As shown in Figure 1, the architectural changes and higher clock speed make the ARM11 cores significantly faster than the ARM9E, and slightly faster than the MIPS24KEc (a DSP-enhanced MIPS core). The ARM11 isn't the fastest core shown here; not surprisingly, the CEVA-X1620—which is a high-performance DSP core—is much faster. The ARM11 is, however, within striking range of the speed of TI's low-cost, low-power DSP architecture, the TMS320C55x, which is commonly used in applications like cellular telephones. And more generally, the ARM11 is fast enough that it's possible to use it as a stand-alone signal processing engine for moderately demanding applications.
The ARM11 has to run at a faster clock rate to achieve similar signal processing performance to the TI TMS320C55x, which suggests that the ARM11's energy efficiency will be lower. And to match the speed of the CEVA DSP core, the ARM11 would have to run at roughly twice the CEVA's clock speed. Figure 2 shows the relative DSP energy efficiency for the ARM11 cores alongside that of a typical high-performance DSP core.
Figure 2: DSP energy efficiency, based on BDTI's DSP Kernel Benchmark results.

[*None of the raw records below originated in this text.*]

PR #2423, opened 2026-07-29
Inject read models from non-Chronicle providers into the command pipeline

woksin:
# Summary

Implements the design proposed in #2303 so an EF Core-backed `[ReadModel]` can be injected by key into a command, not just Chronicle-backed ones.

> **Reviewer notes** — this was authored without a local .NET SDK, so it's verified by inspection + CI only, and it touches Chronicle's command-context plumbing, so a couple of decisions are worth your eyes:
> - **Provider-neutral key (the crux from #2303):** the resolved key is lifted into Arc.Core as `Cratis.Arc.Commands.CommandContextKeys.ResolvedKey` (a plain string); Chronicle's `EventSourceValuesProvider` now writes it alongside its existing `EventSourceId`, and EF reads only this Arc-level string. Chronicle behavior is otherwise unchanged.
> - **Two deviations from the prose proposal:** (1) resolvers are handed to `AddReadModelsForCommand` at registration rather than discovered via `IInstancesOf<>` — registering a scoped by-key factory per read model type needs the type list at registration, which each provider already computes; the shared abstraction + additive union are preserved. (2) The key holder is `CommandContextKeys` (not `WellKnownCommandContextKeys`) to avoid a `CS0104` clash with Chronicle's identically-named type.
> - **Known boundary:** only Chronicle currently writes the neutral key, so a pure EF-without-Chronicle app wouldn't have it populated. The #2303 coexistence scenario always includes Chronicle; a dedicated writer can be added if pure-EF is a target.
> - Points I'd most want CI/your review to confirm: `DbContext.Find` on a read-only/no-tracking context, the `ConceptAs<T>` primary-key conversion path, and the SQLite in-memory spec lifetime.

## Added

- Read models backed by non-Chronicle providers (such as Entity Framework Core) can be injected by key into a command's `Handle()`, `Provide()`, and `CommandValidator<>`, through a provider-agnostic resolver abstraction; Chronicle and EF-backed read models coexist without either claiming the other's types, and nullable/non-nullable resolution behaves exactly as before (#2303)

---


woksin:

PR #2430, opened 2026-07-30
Take Screenplay modules from the namespaces when no project names the application

woksin:
# Summary

A solution holding several applications was described as one module named after the solution, with each application a feature of it.

## Changed

- A Screenplay document generated from several projects now declares one module per outermost namespace segment, instead of gathering every project into a single module named after the solution. Naming a module still produces that one module, and generating from a single project is unchanged. (#2399)

### DIFF
--- a/Source/DotNET/Screenplay.Specs/for_ScreenplayGenerator/when_generating/from_projects_in_separate_namespace_roots/SeparateRootsSource.cs
+++ b/Source/DotNET/Screenplay.Specs/for_ScreenplayGenerator/when_generating/from_projects_in_separate_namespace_roots/SeparateRootsSource.cs
@@ -1,0 +1,85 @@
+// Copyright (c) Cratis. All rights reserved.
+// Licensed under the MIT license. See LICENSE file in the project root for full license information.
+
+using Microsoft.CodeAnalysis;
+
+namespace Cratis.Arc.Screenplay.for_ScreenplayGenerator.when_generating.from_projects_in_separate_namespace_roots;
+
+/// <summary>
+/// The source of a solution holding two applications that share nothing, the way a samples or a monorepo solution
+/// really is arranged.
+/// </summary>
+/// <remarks>
+/// The layered source is two projects of one application, so every namespace in it begins with the same segment and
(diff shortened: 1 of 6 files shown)


woksin:
Reviewer context.

**Reported from the CLI.** `cratis screenplay generate Samples.slnx` against Cratis/Samples produced `domain Samples` / `module Samples` with `feature Library` and `feature Quickstart` beneath it. This is the `SegmentsToSkip`/module-inference item #2399 flagged as still open after the multi-compilation overload landed.

**Why namespace roots and not assemblies.** `SliceUnion` is explicit that "a slice is recovered from a namespace, and nothing says a namespace belongs to one project" — a contracts project and the project beside it declare one slice from two compilations. A module per assembly would have to place a slice that came from two, so there is no such grouping to make. Namespace roots also match what the reporter expected: in that solution `Quickstart` is not a project, it is four (`Common`, `Common.AspNetCore`, `Console`, `AspNetCore`), and grouping by assembly would have produced four modules named after them.

**The condition** is the one `AnalyzedCompilations.NameOf` already uses to refuse to name the domain after one project — nothing named a module, and no single assembly names the application. `ModulesFromNamespaceRoots` is resolved rather than configured, and sticky: `ScreenplayEmitter` resolves a second time against `model.Domain`, which by then is known, and without stickiness the module would be filled in from it and the document would come back as one module after all.

**Verification**

- `dotnet test` on Screenplay.Specs — 3519 passed, 0 warnings (24 new), on a branch cut from `main`
- The four assertions in `and_nothing_names_a_module` were confirmed to **fail** against the previous behavior, so they pin the change rather than restate it. `and_a_module_is_named` passes either way, which is right — that path is unchanged.
- `LayeredSource` is two projects of one application, so every namespace in it starts with the same segment. That is why no existing spec covered this and why none of them moved; the new source is two projects that name themselves.

**Label** is `minor` on the grounds that the API addition is additive, but generated documents for multi-project solutions do change shape — say the word if you would rather it were `major`.

**Downstream:** the CLI needs no change; `ArcScreenplayGeneration` already leaves `Module` unset for a solution. It picks this up when the package version moves off `20.66.0`.

PR #2432, opened 2026-07-30
Stop pull requests cancelling each other's builds

woksin:
# Summary

Build infrastructure only, with no user-facing change and so nothing for the release notes: open pull requests shared one concurrency group and cancelled each other's builds.

### DIFF
--- a/.github/workflows/dotnet-build.yml
+++ b/.github/workflows/dotnet-build.yml
@@ -1,7 +1,13 @@
 name: .NET Build
 
+# The build runs on pull_request_target, where github.ref is the branch being merged into rather than the pull
+# request - refs/heads/main for every one of them. Grouping on it therefore put every open pull request in one
+# group, and cancel-in-progress made each new one cancel the build of whichever was already running. The pull
+# request that lost was left with a cancelled run and no failing job, which reads as though it is still going
+# rather than as though anything is wrong. So the group is the pull request when there is one, and the ref only
+# for the manual runs that have no pull request to name.
 concurrency:
-  group: ${{ github.workflow }}-${{ github.ref }}
+  group: ${{ github.workflow }}-${{ github.event.pull_request.number || github.ref }}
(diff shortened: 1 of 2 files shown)


woksin:
Reviewer context.

**Found by being hit by it.** #2430 sat with a cancelled `.NET Build`, no failing job, and checks that read as still running. Re-running it produced the same result, because this pull request's own build cancelled it.

Three consecutive runs of `.NET Build`, two of them killed by the next one to start:

| Run | Branch | Result |
|---|---|---|
| 30579102772 | `feat/modules-from-namespace-roots` (#2430) | cancelled |
| 30579887558 | `feat/arc-core-command-key` | cancelled |
| 30580415574 | `fix/pull-requests-cancelling-each-others-builds` (this one) | holds the group |

`feat/arc-core-command-key` is not mine, so this is not a one-off — any two pull requests open at once means one loses its build.

**Why `github.ref` is wrong here.** On `pull_request_target` it names the base branch, so it is `refs/heads/main` for every pull request rather than anything that distinguishes them. `dotnet-build.yml` already tells the two events apart the same way when it decides which commit to check out (`github.event_name == 'pull_request_target' && github.event.pull_request.head.sha || github.sha`); the concurrency group was just never brought along. CodeQL was never affected because it triggers on `pull_request`, which does get a per-pull-request ref.

**What makes it costly rather than merely wasteful** is the shape of the result. A cancelled run reports no failure, so nothing says anything is wrong - waiting on it waits forever, and merging on it merges on a build that never ran.

**Ordering.** `pull_request_target` reads the workflow from the base branch, so this pull request's own run still uses the version on `main` and can be cancelled the same way. The fix takes effect for runs started after it merges. #2430 needs its build re-run once this lands, and `feat/arc-core-command-key` does too.

**Verification** is by inspection and a YAML parse of both files; there is no way to exercise a concurrency group from a branch, for the reason above.

PR #2437, opened 2026-08-01
Make concurrency: true on a command actually enforce concurrency

woksin:
# Summary

`concurrency: true` on a command declared a guarantee that has never been in force.

## Fixed

- A command scoped with `concurrency: true` now actually participates in the concurrency check. The scope carries an expected sequence number resolved by the configured concurrency strategy, instead of a hardcoded `EventSequenceNumber.Unavailable` that the kernel skipped.
- Declaring `concurrency: true` no longer leaves a command with weaker protection than declaring nothing. The scope it built was not `NotSet`, so it displaced the strategy the event sequence would otherwise have applied.
- The scope is bound to the event source being appended to. A null event source id made the kernel compute the tail across every event source sharing the type.
- A command appending across streams gets a concurrency scope per target event source, instead of one scope carrying a single stream's expected tail applied to all of them.


woksin:
Reviewer context — companion to Cratis/Chronicle#3565, which carries the Chronicle-side half of the same report (CHR-33). This is the half that actually restores the guarantee; that one names the failure state and makes the kernel warn instead of failing open.

**The mechanism, since it spans both repos.** `ConcurrencyScopeBuilder` returned `new ConcurrencyScope(EventSequenceNumber.Unavailable, EventSourceId: null, …)`. Three consequences, each verified in source:

1. `ConcurrencyScope.NotSet` is `EventSequenceNumber.Max`, not `Unavailable`, so the scope was *not* `NotSet` — and `EventSequence.Append` only substitutes the strategy scope when the incoming one is null or `NotSet`. The scope passed straight through.
2. `ConcurrencyScope.ShouldBeValidated` requires `SequenceNumber.IsActualValue`, and `IsActualValue` is `!= Unavailable && != Max`. So `ConcurrencyValidator` returned `None()` on its first line and `EventSequence` appended unconditionally.
3. `EventSourceId: null` converts to the contract flag `false`, which the kernel reads as *"do not scope the tail to this event source"* — so had (1) and (2) been fixed alone, the tail would have been computed across every event source sharing the type. That is why the event source id is set here rather than in a follow-up; the two have to move together.

Net effect before this PR: `concurrency: true` disabled the client's default `OptimisticConcurrencyStrategy` and put nothing in its place. Deleting the attribute turned checking back on.

**What is deliberately unchanged.** A command with no concurrency attribute still returns `null`, so the event sequence keeps applying its configured strategy exactly as before. The Arc docs previously said such appends proceed with no check, which does not match what the client does — I corrected the docs to describe the actual behavior rather than changing the behavior to match the docs. Making un-attributed appends genuinely unchecked would *remove* a check that exists today, which is a different risk class and your call, not a side effect of this fix. Happy to follow up if you want the documented semantics instead.

**On the strategy asymmetry** (pre-existing, not touched here): `OptimisticConcurrencyStrategy.GetScope` computes the expected tail with `GetTailSequenceNumber(eventSourceId)` only, while the kernel's `ConcurrencyValidator` recomputes it narrowed by the scope's stream type, stream id, source type and event types. A narrower kernel-side tail can only be ≤ the client's, so this errs toward missing violations rather than inventing them — but the two ought to agree. Worth a separate issue.

**Verification.** `Arc.slnx` builds clean in Debug and Release; the one `CS0436` warning in `TestApps/Chronicle` is pre-existing (confirmed against a clean tree). Full solution spec run green — 4,052 specs across 14 projects, including 578 in `Cratis.Arc.Chronicle.Specs`.

Three existing specs under `when_handling_with_metadata` had been asserting only that *some* scope reached the append. They now run against a stand-in strategy that behaves like the real one, so they assert against a scope that carries a real tail. `ConcurrencyScopeStrategyStandIn` exists for that reason — an unconfigured NSubstitute strategy hands back no scope at all, which no real strategy does, and a spec asserting on that would have been vacuous.

Not verified: no live race was run. Every claim above is read from Arc and Chronicle source; the specs pin scope construction, not two concurrent appends against a real kernel.

PR #2438, opened 2026-08-01
Update Cratis.Chronicle to 16.13.3 and Cratis.Fundamentals to 7.16.8

woksin:
## Changed

- Updated `Cratis.Chronicle` from 16.10.0 to 16.13.3.
- Updated `Cratis.Fundamentals` and `Cratis.Metrics.Roslyn` to 7.16.8, so a collection absent from a payload deserializes to an empty array rather than `undefined`.

### DIFF
--- a/Directory.Packages.props
+++ b/Directory.Packages.props
@@ -14,11 +14,11 @@
          advisory (GHSA-v5pm-xwqc-g5wc). Pin to the patched 2.x release. -->
     <PackageVersion Include="Microsoft.OpenApi" Version="2.7.5" />
     <!-- Cratis -->
-    <PackageVersion Include="Cratis.Chronicle" Version="16.10.0" />
-    <PackageVersion Include="Cratis.Chronicle.AspNetCore" Version="16.10.0" />
-    <PackageVersion Include="Cratis.Chronicle.Testing" Version="16.10.0" />
-    <PackageVersion Include="Cratis.Fundamentals" Version="7.16.6" />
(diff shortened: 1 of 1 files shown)


woksin:
Second hop of the chain: Cratis/Fundamentals#1090 → Cratis/Chronicle#3567 → here. This is the hop consumers actually feel, since Arc's generated TypeScript proxies declare collection fields as arrays and 7.16.8 is what makes that declaration true at runtime.

**The Chronicle jump is the part worth reviewing.** It moves three minors, from 16.10.0 to 16.13.3, spanning the constraint-definition widening that made 16.12 a store-compatibility boundary, the failed-partition recovery fix, method-level `[OnceOnly]`, and the kernel half of the concurrency-scope work. Arc builds against all of it.

**Verification.** `Arc.slnx` builds clean in Debug and Release, 40 projects. Full solution spec run green — 5,296 across 15 projects, including `Cratis.Arc.Chronicle.Specs` 578 and `Cratis.Arc.ProxyGenerator.Specs` 1,039. The single `CS0436` warning in `TestApps/Chronicle` is pre-existing and reproduces on a clean tree.

**One sequencing note.** Chronicle#3567 (its own Fundamentals bump) merged but will not cut a release: `publish.yml` triggers only on PRs touching `Source/**` or `Docker/**`, and that one touched `Directory.Packages.props` alone. So 16.13.3 is the current Chronicle and this pins to it. Nothing is lost — Arc pins Fundamentals directly, so it gets 7.16.8 regardless of which Fundamentals the Chronicle package was built against. Chronicle's bump will ride out with its next `Source/**` release.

There are two sides to the benchmark results shown in Figure 1 and Figure 2. In ARM's favor, it's clear that the ARM11 cores have sufficient signal processing performance for a significant range of applications. On the other hand, using a dedicated DSP core can yield higher digital signal processing performance and superior energy efficiency compared to running signal processing tasks on an ARM11. Of course, factors other than performance and efficiency often play a central role in processor selection decisions. For example, as we described earlier, it's often the case that a CPU is required for non-signal-processing functions (as it is in a cell phone) and it may be desirable to recruit that processor to run the required signal processing tasks rather than adding a separate DSP processor: Using one core instead of two means a single software development environment, simpler system design and possibly a simpler programming model. (For many of the same reasons, it's sometimes desirable to replace a DSP core with a second CPU.) The BDTI DSP Kernel Benchmarks results indicate that an ARM11 core can play that dual role in some applications, since its overall signal processing speed is similar to that of low-cost DSP processors.